*** Opening EXERCISE MATERIALS ***

PR #6569, opened 2026-03-04
refactor(config): extract CLIParameter and restructure Args init flow

### LINKED ISSUE #6567: CLI flags silently overridden by config file for 13 parameters
#### Software Versions

```
Version : develop branch (commit 13b68eac0)
```

#### Expected behaviour

CLI flags should take priority over config file values. This is the standard convention (`CLI > config file > default`) and is already correctly implemented for 9 other parameters (e.g. `--storage-db-directory`, `--trust-node`) using the `Optional` pattern.

```bash
java -jar FullNode.jar --rpc-thread 16
# Expected: rpcThreadNum = 16
```

#### Actual behaviour

For 13 parameters, `Args.setParam(Config)` unconditionally overwrites the CLI value with the config file value. The CLI flags are silently ignored.

```bash
# config.conf contains: node.rpc.thread = 8
java -jar FullNode.jar --rpc-thread 16
# Actual: rpcThreadNum = 8 (CLI value lost)
```

Root cause — unconditional assignment in `Args.setParam()`:

```java
PARAMETER.rpcThreadNum = config.hasPath(ConfigKey.NODE_RPC_THREAD)
    ? config.getInt(ConfigKey.NODE_RPC_THREAD)
    : Runtime.getRuntime().availableProcessors() / 2;
// JCommander-set value of 16 is overwritten to 8
```

#### Frequency

100% — every time a config file key exists for any of the 13 affected parameters.

1. Set `node.rpc.thread = 8` in `config.conf`
2. Start node with `java -jar FullNode.jar -c config.conf --rpc-thread 16`
3. Observe that `rpcThreadNum` is 8, not 16

Any of the following 13 parameters can reproduce the same issue:

| # | CLI Flag | Field | Config Key |
|---|----------|-------|------------|
| 1 | `--support-constant` | `supportConstant` | `vm.supportConstant` |
| 2 | `--max-energy-limit-for-constant` | `maxEnergyLimitForConstant` | `vm.maxEnergyLimitForConstant` |
| 3 | `--lru-cache-size` | `lruCacheSize` | `vm.lruCacheSize` |
| 4 | `--min-time-ratio` | `minTimeRatio` | `vm.minTimeRatio` |
| 5 | `--max-time-ratio` | `maxTimeRatio` | `vm.maxTimeRatio` |
| 6 | `--long-running-time` | `longRunningTime` | `vm.longRunningTime` |
| 7 | `--save-internaltx` | `saveInternalTx` | `vm.saveInternalTx` |
| 8 | `--save-featured-internaltx` | `saveFeaturedInternalTx` | `vm.saveFeaturedInternalTx` |
| 9 | `--max-connect-number` | `maxHttpConnectNumber` | `node.maxHttpConnectNumber` |
| 10 | `--rpc-thread` | `rpcThreadNum` | `node.rpc.thread` |
| 11 | `--solidity-thread` | `solidityThreads` | `node.solidity.threads` |
| 12 | `--validate-sign-thread` | `validateSignThreadNum` | `node.validateSignThreadNum` |
| 13 | `--history-balance-lookup` | `historyBalanceLookup` | `storage.balance.history.lookup` |

#### Backtrace

Not applicable — no crash or exception. The bug is silent incorrect behavior.

---

Below is the full findings of all 34 `@Parameter` CLI flags in `CommonParameter` and additional findings.

<details>
<summary>full findings: all 34 CLI parameters by category</summary>

### Category 1: Startup parameters (6) — No issue

Only control startup flow, no config file overlap.

| CLI Flag | Field | Description |
|----------|-------|-------------|
| `-c`, `--config` | `shellConfFileName` | Config file path |
| `-d`, `--output-directory` | `outputDirectory` | Data directory |
| `--log-config` | `logbackPath` | Log config file |
| `-h`, `--help` | `help` | Print help and exit |
| `-v`, `--version` | `version` | Print version and exit |
| `--password` | `password` | Witness password |

### Category 2: CLI-only parameters (10) — No issue

Only set by CLI, `setParam(Config)` does not override.

| CLI Flag | Field | Description |
|----------|-------|-------------|
| `-w`, `--witness` | `witness` | Witness mode |
| `-p`, `--private-key` | `privateKey` | Witness private key |
| `--witness-address` | `witnessAddress` | Witness address |
| `--debug` | `debug` | TVM debug mode |
| `--fast-forward` | `fastForward` | Fast forward mode |
| `--solidity` | `solidityNode` | Solidity node mode |
| `--keystore-factory` | `keystoreFactory` | KeystoreFactory mode |
| `--p2p-disable` | `p2pDisable` | Disable P2P module |
| `--es` | `eventSubscribe` | Enable event subscription |
| `--contract-parse-enable` | `contractParseEnable` | Contract parse switch |

### Category 3: CLI + Config, CLI priority (9) — Correct

Uses `Optional` pattern, CLI value takes priority when present.

| CLI Flag | Field | Config Key |
|----------|-------|------------|
| `--storage-db-directory` | `storageDbDirectory` | `storage.db.directory` |
| `--storage-db-engine` | `storageDbEngine` | `storage.db.engine` |
| `--storage-db-synchronous` | `storageDbSynchronous` | `storage.db.synchronous` |
| `--storage-index-directory` | `storageIndexDirectory` | `storage.index.directory` |
| `--storage-index-switch` | `storageIndexSwitch` | `storage.index.switch` |
| `--storage-transactionHistory-switch` | `storageTransactionHistorySwitch` | `storage.transactionHistory.switch` |
| `--trust-node` | `trustNodeAddr` | `node.trustNode` |
| `--save-cancel-all-unfreeze-v2-details` | `saveCancelAllUnfreezeV2Details` | `vm.saveCancelAllUnfreezeV2Details` |
| `--seed-nodes` | `seedNodes` | `seed.node.ip.list` |

### Category 4: CLI + Config, config overwrites CLI (13) — BUG

See "Steps to reproduce" section above for full list.

</details>

<details>
<summary>Other issues found during investigation</summary>

### `clearParam()` misses 9 fields

`clearParam()` is used for test state reset, but the following fields are not cleared, which may cause test pollution:

- `maxEnergyLimitForConstant`, `lruCacheSize`
- `allowDelegateOptimization`, `unfreezeDelayDays`
- `allowDynamicEnergy`, `dynamicEnergyThreshold`, `dynamicEnergyIncreaseFactor`, `dynamicEnergyMaxFactor`
- `saveCancelAllUnfreezeV2Details`

### Inconsistent default value patterns

Two patterns coexist in `Args.setParam()`:

- **Pattern A** (ternary): default value explicit — `config.hasPath(key) ? config.get(key) : defaultValue`
- **Pattern B** (if-block, no else): default value hidden in `CommonParameter` field declaration

Mixing both increases maintenance burden. Suggest unifying to Pattern A.

### `CommonParameter` overloaded

780 lines, ~150 fields, mixing CLI parameters, config file values, and runtime objects. Long-term suggestion: split into domain-specific classes (`RpcConfig`, `StorageConfig`, `VmConfig`, etc.).

</details>

<details>
<summary>Suggested improvement roadmap</summary>

### Industry comparison

| Project | CLI/Config Overlap | Strategy | Priority Rule |
|---------|-------------------|----------|---------------|
| **Nginx** | Nearly none | CLI for startup ops only; all business config in file | CLI > config |
| **Hadoop** | Full overlap | All items overridable via `-D key=value`; multi-layer XML merge | CLI > site XML > default XML |
| **Kubernetes** | Heavy → deprecating CLI | Migrating to config file; CLI flags marked deprecated | CLI > config file |

java-tron's current situation is most similar to early Kubernetes.

### Short-term (current release): Fix the priority bug

```java
if (PARAMETER.rpcThreadNum <= 0) {
    PARAMETER.rpcThreadNum = config.hasPath(ConfigKey.NODE_RPC_THREAD)
        ? config.getInt(ConfigKey.NODE_RPC_THREAD)
        : Runtime.getRuntime().availableProcessors() / 2;
}
```

### Mid-term (next release): Deprecate overlapping CLI flags

```java
@Deprecated  // Use node.rpc.thread in config.conf instead
@Parameter(names = {"--rpc-thread"}, description = "[DEPRECATED] Num of gRPC thread")
public int rpcThreadNum;
```

### Long-term (future release): Converge to Nginx model

Only keep ~8 startup-class CLI parameters (`-c`, `-d`, `-w`, `-p`, `-h`, `-v`, `--password`, `--log-config`). All other runtime parameters managed exclusively by config file.

</details>

vividctrlalt:
## Summary
- Extract CLI `@Parameter` annotations from `CommonParameter` into a new `CLIParameter` class, separating CLI parsing from runtime config state
- Restructure `Args.setParam()` into a clear 4-step flow: parse CLI → `applyConfigParams` → `applyCLIParams` → `initLocalWitnesses`
- Refactor `WitnessInitializer` into three static methods (`initFromCLIPrivateKey`, `initFromCFGPrivateKey`, `initFromKeystore`), with routing logic moved to `Args.initLocalWitnesses`
- Remove `password`, `privateKey`, `witnessAddress` from `CommonParameter` — sensitive credentials are now passed directly as method parameters and never stored in global state
- Fixes #6567
## Test plan
- [x] `./gradlew :framework:test --tests "org.tron.core.config.args.*"` — all parameter tests pass
- [x] `./gradlew :framework:test` — full framework tests pass


framework/src/main/java/org/tron/core/config/args/Args.java
```diff
@@ -1292,6 +1008,157 @@ public static void setParam(final Config config) {
...
+      PARAMETER.saveCancelAllUnfreezeV2Details = cmd.saveCancelAllUnfreezeV2Details;
+    }
+    if (assigned.containsKey("--long-running-time")) {
+      PARAMETER.longRunningTime = cmd.longRunningTime;
+    }
+    if (assigned.containsKey("--max-connect-number")) {
+      PARAMETER.maxHttpConnectNumber = cmd.maxHttpConnectNumber;
+    }
+    if (assigned.containsKey("--storage-db-directory")) {
+      PARAMETER.storageDbDirectory = cmd.storageDbDirectory;
```
bladehan1: In applyCLIParams(), 7 storage-related parameters are written only to intermediate fields on PARAMETER, not to the PARAMETER.storage object that is actually used at runtime. The approach in applyConfigParams() is correct (writing via PARAMETER.storage.setXxx()), and applyCLIParams() should be consistent with it.

Current code in applyCLIParams:

PARAMETER.storageDbDirectory = cmd.storageDbDirectory;

Should be changed to write directly to PARAMETER.storage, consistent with applyConfigParams:

PARAMETER.storage.setDbDirectory(cmd.storageDbDirectory);

Please check the relevant parameters.

vividctrlalt: Thanks for catching this!

The existing tests did not cover the scenario where CLI storage parameters override config file values, which is why this bug went undetected after the refactor. Two test cases have been added to cover both the CLI-overrides-config and config-defaults-without-CLI scenarios.

Fixed in c4cb0e15a. Please continue reviewing, thank you!

framework/src/main/java/org/tron/core/config/args/Args.java
```diff
@@ -1793,5 +1637,120 @@ public String getOutputDirectory() {
...
+    for (ParameterDescription parameterDescription : parameterDescriptionList) {
+      String parameterName = parameterDescription.getParameterized().getName();
+      stringParameterDescriptionMap.put(parameterName, parameterDescription);
+    }
+
+    StringBuilder helpStr = new StringBuilder();
+    helpStr.append("Name:\n\tFullNode - the java-tron command line interface\n");
+    String programName = Strings.isNullOrEmpty(jCommander.getProgramName()) ? "FullNode.jar" :
+        jCommander.getProgramName();
+    helpStr.append(String.format("%nUsage: java -jar %s [options] [seedNode <seedNode> ...]%n",
```
warku123, line 1678: @vividctrlalt, here I noticed that `seedNode` was defined as a JCommander Main Parameter (without names attribute). But in `applyCLIParams()`, I didn't find where it's being copied to `PARAMETER.seedNodes`.

I might have missed it, but I couldn't find the handling in applyCLIParams(). Should we add something like:

```
if (!cmd.seedNodes.isEmpty()) {
    PARAMETER.seedNodes = cmd.seedNodes;
}
```

Apologies if I misunderstood the code flow. Please let me know if I'm missing something! Thanks for your patience.

vividctrlalt:
@warku123 Good catch! You're right — `seedNodes` (JCommander main parameter) was not being copied to `PARAMETER.seedNode` in `applyCLIParams()`. 

Fixed in 9c2c55bda:
- Inlined `loadSeeds` so it only reads from config
- Added `seedNodes` handling in `applyCLIParams()` to override config values when CLI args are provided

Thanks for the careful review!

framework/src/main/java/org/tron/core/config/args/Args.java
```diff
@@ -1292,6 +986,164 @@ public static void setParam(final Config config) {
...
+      PARAMETER.outputDirectory = cmd.outputDirectory;
+    }
+    if (assigned.containsKey("--witness")) {
+      PARAMETER.witness = cmd.witness;
+    }
+    if (assigned.containsKey("--support-constant")) {
+      PARAMETER.supportConstant = cmd.supportConstant;
+    }
+    if (assigned.containsKey("--max-energy-limit-for-constant")) {
+      PARAMETER.maxEnergyLimitForConstant = cmd.maxEnergyLimitForConstant;
```
waynercheung, line 1011: We should also has the value check as the `applyConfigParams`(previously `applyConfigParams`) does:
`PARAMETER.maxEnergyLimitForConstant = max(3_000_000L, cmd.maxEnergyLimitForConstant, true);`

vividctrlalt: Thanks for the review! A couple of notes on this:

1. This is actually a pre-existing issue, not something introduced by this refactor. The original code before the refactor also directly assigns `cmd.maxEnergyLimitForConstant` without the `max()` check — so this is outside the scope of the current refactoring PR.

2. The long-term direction is to move towards a fully configuration-file-driven approach (similar to Nginx), eliminating CLI parameter overrides entirely. These CLI parameters are expected to be deprecated in the future, so investing in additional validation for them may not be worthwhile.

framework/src/main/java/org/tron/core/config/args/Args.java
```diff
@@ -1292,6 +986,164 @@ public static void setParam(final Config config) {
...
+    if (assigned.containsKey("--p2p-disable")) {
+      PARAMETER.p2pDisable = cmd.p2pDisable;
+    }
+    if (assigned.containsKey("--history-balance-lookup")) {
+      PARAMETER.historyBalanceLookup = cmd.historyBalanceLookup;
+    }
+    if (assigned.containsKey("--log-config")) {
+      PARAMETER.logbackPath = cmd.logbackPath;
+    }
+    if (!cmd.seedNodes.isEmpty()) {
```
waynercheung, line 1094: Inconsistent "explicit CLI override" detection for `seedNodes`: `applyCLIParams()` uses `isAssigned()` for most options, but seed nodes are applied whenever cmd.seedNodes is non-empty. With the current positional mapping, this might be fine, but it breaks the principle "only explicitly passed options override config". 
If you keep seed nodes positional, please document it clearly; otherwise, prefer making it a named option and gate it via isAssigned.

Beside, in the [#6567](https://github.com/tronprotocol/java-tron/issues/6567#issuecomment-4036611382) , @halibobo1205  has mentioned this related problem.

framework/src/main/java/org/tron/core/config/args/CLIParameter.java
```diff
@@ -0,0 +1,156 @@
...
+  public boolean keystoreFactory;
+
+  @Parameter(names = {"--fast-forward"})
+  public boolean fastForward;
+
+  @Parameter(names = {"--es"}, description = "Start event subscribe server")
+  public boolean eventSubscribe;
+
+  @Parameter(names = {"--p2p-disable"}, description = "Switch for p2p module initialization. "
+      + "(defalut: false)", arity = 1)
```
waynercheung: "defalut" --> "default"

framework/src/main/java/org/tron/core/config/args/CLIParameter.java
```diff
@@ -0,0 +1,156 @@
...
+  public String storageTransactionHistorySwitch;
+
+  @Parameter(names = {"--contract-parse-enable"}, description = "Switch for contract parses in "
+      + "java-tron. (default: true)")
+  public String contractParseEnable;
+
+  // ── Runtime parameters ──────────────────────────
+
+  @Parameter(names = {"--support-constant"}, description = "Support constant calling for TVM. "
+      + "(defalut: false)")
```
waynercheung: "defalut" --> "default"

framework/src/main/java/org/tron/core/config/args/ConfigKey.java
```diff
@@ -10,7 +10,7 @@ private ConfigKey() {
   }
 
   // local witness
-  public static final String LOCAL_WITNESS = "localwitness";
+  public static final String LOCAL_WITNESS = "localwitness"; //private key
```
waynercheung: "//private key" --> "// private key"

framework/src/main/java/org/tron/core/config/args/Args.java
```diff
@@ -1292,6 +986,164 @@ public static void setParam(final Config config) {
...
+        return;
+      }
+    }
+
+    // no private key source configured
+    throw new TronError("This is a witness node, but localWitnesses is null",
+        TronError.ErrCode.WITNESS_INIT);
+  }
+
+  public static void clearParam() {
```
waynercheung, line 1145: `CommonParameter.reset()` is marked `@VisibleForTesting` and documented as "Test-only", yet `Args.clearParam()` calls it unconditionally.

What about also adding `@VisibleForTesting` for `clearParam()`?

framework/src/main/java/org/tron/core/config/args/Args.java
```diff
@@ -1292,6 +986,164 @@ public static void setParam(final Config config) {
     logConfig();
   }
 
+  /**
+   * Apply CLI parameters that were explicitly passed.
+   * Only assigned parameters override Config values.
+   */
+  private static void applyCLIParams(CLIParameter cmd, JCommander jc) {
+    Map<String, ParameterDescription> assigned = jc.getParameters().stream()
```
waynercheung: `assigned` is collected into a `Map<String, ParameterDescription>` but only `containsKey()` is used. Consider collecting into a `Set<String>` instead to avoid unused values and reduce the chance of Collectors.toMap throwing if keys ever collide.

```
Set<String> assigned = jc.getParameters().stream()
    .filter(ParameterDescription::isAssigned)
    .map(ParameterDescription::getLongestName)
    .collect(Collectors.toSet());

// Then use contains() instead of containsKey()
if (assigned.contains("--verbose")) { ... }
```

common/src/main/java/org/tron/common/parameter/CommonParameter.java
```diff
@@ -23,119 +23,61 @@
...
-  public static CommonParameter PARAMETER = new CommonParameter();
+  protected static CommonParameter PARAMETER = new CommonParameter();
+
+  // Runtime chain state: set by VMConfig.initVmHardFork()
+  // when the energy-limit governance proposal is activated.
+  // Legacy: should belong to VMConfig, not here.
   @Setter
   public static boolean ENERGY_LIMIT_HARD_FORK = false;
+
+  // ── Startup parameters ────────────────────────
```
waynercheung: using "// -- Startup parameters --" instead of Unicode.

common/src/main/java/org/tron/common/parameter/CommonParameter.java
```diff
@@ -23,119 +23,61 @@
...
-  @Parameter(names = {"-d", "--output-directory"},
-      description = "Data directory for the databases (default:output-directory)")
   public String outputDirectory = "output-directory";
   @Getter
-  @Parameter(names = {"--log-config"}, description = "Logback config file")
   public String logbackPath = "";
-  @Getter
-  @Parameter(names = {"-h", "--help"}, help = true, description = "Show help message")
-  public boolean help = false;
+  // ── Flags (CLI + Config) ──────────────────────
```
waynercheung: --> // --Flags (CLI + Config) --

common/src/main/java/org/tron/common/parameter/CommonParameter.java
```diff
@@ -23,119 +23,61 @@
...
-  @Parameter(names = {"--storage-index-switch"}, description = "Storage index switch.(on or off)")
-  public String storageIndexSwitch = "";
-  @Parameter(names = {"--storage-transactionHistory-switch"},
-      description = "Storage transaction history switch.(on or off)")
-  public String storageTransactionHistorySwitch = "";
-  @Getter
-  @Parameter(names = {"--fast-forward"})
+  @Getter
   public boolean fastForward = false;
+  // ── Network / P2P ─────────────────────────────
```
waynercheung: using "// -- Network / P2P --"

common/src/main/java/org/tron/common/parameter/CommonParameter.java
```diff
@@ -197,26 +139,27 @@ public class CommonParameter {
...
 
-  //If you are running KeystoreFactory, this flag is set to true
+  // If you are running KeystoreFactory,
+  // this flag is set to true
   @Getter
   @Setter
-  @Parameter(names = {"--keystore-factory"}, description = "running KeystoreFactory")
   public boolean keystoreFactory = false;
 
+  // ── RPC / HTTP ────────────────────────────────
```
waynercheung: using "// -- RPC / HTTP --"

common/src/main/java/org/tron/common/parameter/CommonParameter.java
```diff
@@ -284,42 +222,44 @@ public class CommonParameter {
...
   @Getter
   @Setter
-  public long proposalExpireTime; // (ms)
+  public long proposalExpireTime;
   @Getter
   @Setter
-  public int checkFrozenTime; // for test only
+  public int checkFrozenTime; // clearParam: 1
+
+  // ── Committee parameters ──────────────────────
```
waynercheung: using "// -- Committee parameters --"

common/src/main/java/org/tron/common/parameter/CommonParameter.java
```diff
@@ -284,42 +222,44 @@ public class CommonParameter {
...
   @Getter
   @Setter
-  public long allowTvmSolidity059; //committee parameter
+  public long allowTvmSolidity059;
   @Getter
   @Setter
-  public long forbidTransferToContract; //committee parameter
+  public long forbidTransferToContract;
 
+  // ── Netty ─────────────────────────────────────
```
waynercheung: using "// -- Netty --"

common/src/main/java/org/tron/common/parameter/CommonParameter.java
```diff
@@ -383,42 +322,34 @@ public class CommonParameter {
...
-  @Parameter(names = {"--es"}, description = "Start event subscribe server")
   public boolean eventSubscribe = false;
   @Getter
   @Setter
-  public long trxExpirationTimeInMilliseconds; // (ms)
-  @Parameter(names = {"-v", "--version"}, description = "Output code version", help = true)
-  public boolean version;
+  public long trxExpirationTimeInMilliseconds;
+
+  // ── Shielded / ZK ─────────────────────────────
```
waynercheung: using "// -- Shielded / ZK --"

framework/src/main/java/org/tron/core/config/args/CLIParameter.java
```diff
@@ -0,0 +1,156 @@
...
+/**
+ * CLI parameter definitions parsed by JCommander.
+ * Fields here have NO default values — defaults live in CommonParameter.
+ * JCommander only populates fields that are explicitly passed on the
+ * command line.
+ */
+@NoArgsConstructor
+public class CLIParameter {
+
+  // ── Startup parameters ──────────────────────────
```
waynercheung: using "// -- Startup parameters --"

framework/src/main/java/org/tron/core/config/args/CLIParameter.java
```diff
@@ -0,0 +1,156 @@
...
+
+  @Parameter(names = {"--storage-transactionHistory-switch"},
+      description = "Storage transaction history switch.(on or off)")
+  public String storageTransactionHistorySwitch;
+
+  @Parameter(names = {"--contract-parse-enable"}, description = "Switch for contract parses in "
+      + "java-tron. (default: true)")
+  public String contractParseEnable;
+
+  // ── Runtime parameters ──────────────────────────
```
waynercheung: using "// --  Runtime parameters --"

tranvandung89 (commented):
TAtCrLeZKwcUFbB1mEQwBaZ3kNAMKRrF1u　ok đấy

framework/src/main/java/org/tron/core/config/args/Args.java
waynercheung: Thanks for the context. Agree it may have existed before, but this refactor changes the precedence model to make CLI a first-class “highest priority” layer again (fixing #6567). Once CLI overrides are honored, lack of CLI-side validation becomes more user-visible and can lead to invalid runtime state (e.g. values below the safety floor) that config-path already protects against.

Even if CLI is planned to be deprecated, we still need it to be safe and consistent while it exists. The change here is low-cost: apply the same guardrail as config (max(3_000_000L, …)), so behavior is consistent across layers and we don’t regress safety/expectations.

If you prefer not to add validation now, could we at least (1) document the constraint in the CLI help, and (2) add a test to lock the desired behavior once CLI overrides are enabled? Otherwise we risk reintroducing "config is safe but CLI can bypass safety checks" inconsistencies.

vividctrlalt: Thanks for the detailed reasoning. I understand the concern about CLI bypassing config safety checks.

However, this behavior is **pre-existing** — the original code on `develop` also directly assigns CLI values without `max()` guardrails. This refactor's principle is to **restructure without expanding scope**; otherwise the refactor will never converge.

Also note that this PR targets the `develop` branch, not a release branch — there's no immediate production risk here.

That said, I agree it's a valid improvement. I'd prefer to address it as a **follow-up PR** focused specifically on CLI validation, which would be easier to review and test in isolation. Would that work for you?

framework/src/main/java/org/tron/core/config/args/Args.java
vividctrlalt: This is **pre-existing behavior** — the original `loadSeeds()` on `develop` uses the exact same `seedNodes != null && !seedNodes.isEmpty()` check (line 1473 on develop). The `seedNodes` field is a JCommander positional parameter (`@Parameter(description=...)`) which doesn't support `isAssigned()` the same way named parameters do.

The refactor principle here is to **not expand scope** — if we start fixing every pre-existing inconsistency in this PR, the refactor will never converge. This PR restructures the init flow; it does not change individual parameter semantics.

framework/src/main/java/org/tron/core/config/args/CLIParameter.java
vividctrlalt: Thanks for the thorough style review! Will fix all in the next commit:
- `defalut` → `default` (CLIParameter.java:60, :97)
- `//private key` → `// private key` (ConfigKey.java:13)
- Unicode section separators → ASCII `// -- Section --` format (CommonParameter.java & CLIParameter.java)
- `assigned` Map → Set (Args.java:994)
- Add `@VisibleForTesting` to `clearParam()` (Args.java:1133)

vividctrlalt:
### Fix: `getCommitIdAbbrev()` NPE — `catch (Exception)` is unacceptable

PR #6574 changed `catch (IOException)` to `catch (Exception)` to suppress an NPE here. **This is absolutely the wrong approach.** `catch (Exception)` is not a fix — it is sweeping bugs under the rug. It blindly swallows NPE, ClassCastException, SecurityException, and every other runtime error, making real problems invisible. This is a well-known anti-pattern flagged by SonarQube (S2221), Checkstyle (IllegalCatch), and every major Java coding standard. **It must not appear in production code.**

**Root cause:** `getResourceAsStream("git.properties")` returns `null` in CI (debian11/rockylinux) where gradle-git-properties skips generation due to incomplete `.git` metadata. `properties.load(null)` then throws NPE.

**Fix (2334eb3):** Explicit null check, consistent with `printVersion()` in the same file:
```java
if (in == null) {
    logger.warn("git.properties not found on classpath");
    return "";
}
```

**If you need to widen `catch (IOException)` to `catch (Exception)`, you are not fixing the problem — you are hiding it.**

kuny0707 (approved):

*** Closing EXERCISE MATERIALS ***

**DIRECTIONS**: Restate the records above verbatim up to and including the line containing "#### Expected behaviour".

**RESULT FOR THIS EXERCISE**:
PR #6569, opened 2026-03-04
refactor(config): extract CLIParameter and restructure Args init flow

### LINKED ISSUE #6567: CLI flags silently overridden by config file for 13 parameters
#### Software Versions

```
Version : develop branch (commit 13b68eac0)
```

#### Expected behaviour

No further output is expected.